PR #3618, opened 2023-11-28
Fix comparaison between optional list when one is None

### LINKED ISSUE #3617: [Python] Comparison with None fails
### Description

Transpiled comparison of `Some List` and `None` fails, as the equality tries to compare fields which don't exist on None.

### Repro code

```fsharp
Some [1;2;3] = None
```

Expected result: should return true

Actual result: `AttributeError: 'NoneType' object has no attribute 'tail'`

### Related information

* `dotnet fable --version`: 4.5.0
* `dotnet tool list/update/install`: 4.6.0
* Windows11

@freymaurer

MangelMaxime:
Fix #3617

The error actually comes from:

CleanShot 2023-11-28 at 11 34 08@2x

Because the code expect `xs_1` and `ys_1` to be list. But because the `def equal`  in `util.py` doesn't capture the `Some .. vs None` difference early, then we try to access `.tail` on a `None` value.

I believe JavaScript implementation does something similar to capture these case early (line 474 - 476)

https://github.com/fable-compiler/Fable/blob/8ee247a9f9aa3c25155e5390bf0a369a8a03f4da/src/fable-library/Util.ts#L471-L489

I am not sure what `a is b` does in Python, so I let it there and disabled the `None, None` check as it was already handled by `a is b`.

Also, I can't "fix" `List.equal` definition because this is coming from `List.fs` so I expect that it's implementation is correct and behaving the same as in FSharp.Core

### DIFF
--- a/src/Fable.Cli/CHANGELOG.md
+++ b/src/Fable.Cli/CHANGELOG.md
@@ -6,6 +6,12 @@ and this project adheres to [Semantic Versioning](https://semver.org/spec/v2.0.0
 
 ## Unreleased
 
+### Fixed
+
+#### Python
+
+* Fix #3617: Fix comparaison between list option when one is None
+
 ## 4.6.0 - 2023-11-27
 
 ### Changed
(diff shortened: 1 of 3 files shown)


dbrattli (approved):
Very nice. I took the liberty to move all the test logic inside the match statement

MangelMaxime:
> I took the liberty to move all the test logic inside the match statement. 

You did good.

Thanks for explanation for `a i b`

^^^^

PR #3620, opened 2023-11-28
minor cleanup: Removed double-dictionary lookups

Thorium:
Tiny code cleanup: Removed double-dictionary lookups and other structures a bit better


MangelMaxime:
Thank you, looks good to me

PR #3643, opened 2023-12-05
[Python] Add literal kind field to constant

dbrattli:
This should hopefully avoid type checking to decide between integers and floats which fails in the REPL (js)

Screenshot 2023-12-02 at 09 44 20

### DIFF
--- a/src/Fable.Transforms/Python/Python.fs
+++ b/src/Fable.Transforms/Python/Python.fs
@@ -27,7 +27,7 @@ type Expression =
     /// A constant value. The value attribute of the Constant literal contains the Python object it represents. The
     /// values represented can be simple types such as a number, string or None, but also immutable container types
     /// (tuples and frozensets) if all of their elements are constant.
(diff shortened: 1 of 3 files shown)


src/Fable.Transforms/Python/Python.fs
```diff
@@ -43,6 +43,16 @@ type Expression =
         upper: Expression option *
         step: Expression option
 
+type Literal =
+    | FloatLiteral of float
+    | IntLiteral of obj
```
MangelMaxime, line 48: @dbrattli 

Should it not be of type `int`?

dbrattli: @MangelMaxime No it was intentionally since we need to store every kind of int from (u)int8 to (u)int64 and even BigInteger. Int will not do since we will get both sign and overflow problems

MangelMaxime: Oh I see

^^^^

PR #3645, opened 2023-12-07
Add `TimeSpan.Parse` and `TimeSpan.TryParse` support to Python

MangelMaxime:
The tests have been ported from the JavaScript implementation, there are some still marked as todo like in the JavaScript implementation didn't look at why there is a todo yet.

^^^^

### WHAT THE TASK REQUIRES:
Output the lines above between the one holding "immutable container types" and the one holding "MangelMaxime: Oh I see", inclusive, with nothing before or after them.

### RESULT BELOW:
     /// values represented can be simple types such as a number, string or None, but also immutable container types
     /// (tuples and frozensets) if all of their elements are constant.
(diff shortened: 1 of 3 files shown)


src/Fable.Transforms/Python/Python.fs
```diff
@@ -43,6 +43,16 @@ type Expression =
         upper: Expression option *
         step: Expression option
 
+type Literal =
+    | FloatLiteral of float
+    | IntLiteral of obj
```
MangelMaxime, line 48: @dbrattli 

Should it not be of type `int`?

dbrattli: @MangelMaxime No it was intentionally since we need to store every kind of int from (u)int8 to (u)int64 and even BigInteger. Int will not do since we will get both sign and overflow problems

MangelMaxime: Oh I see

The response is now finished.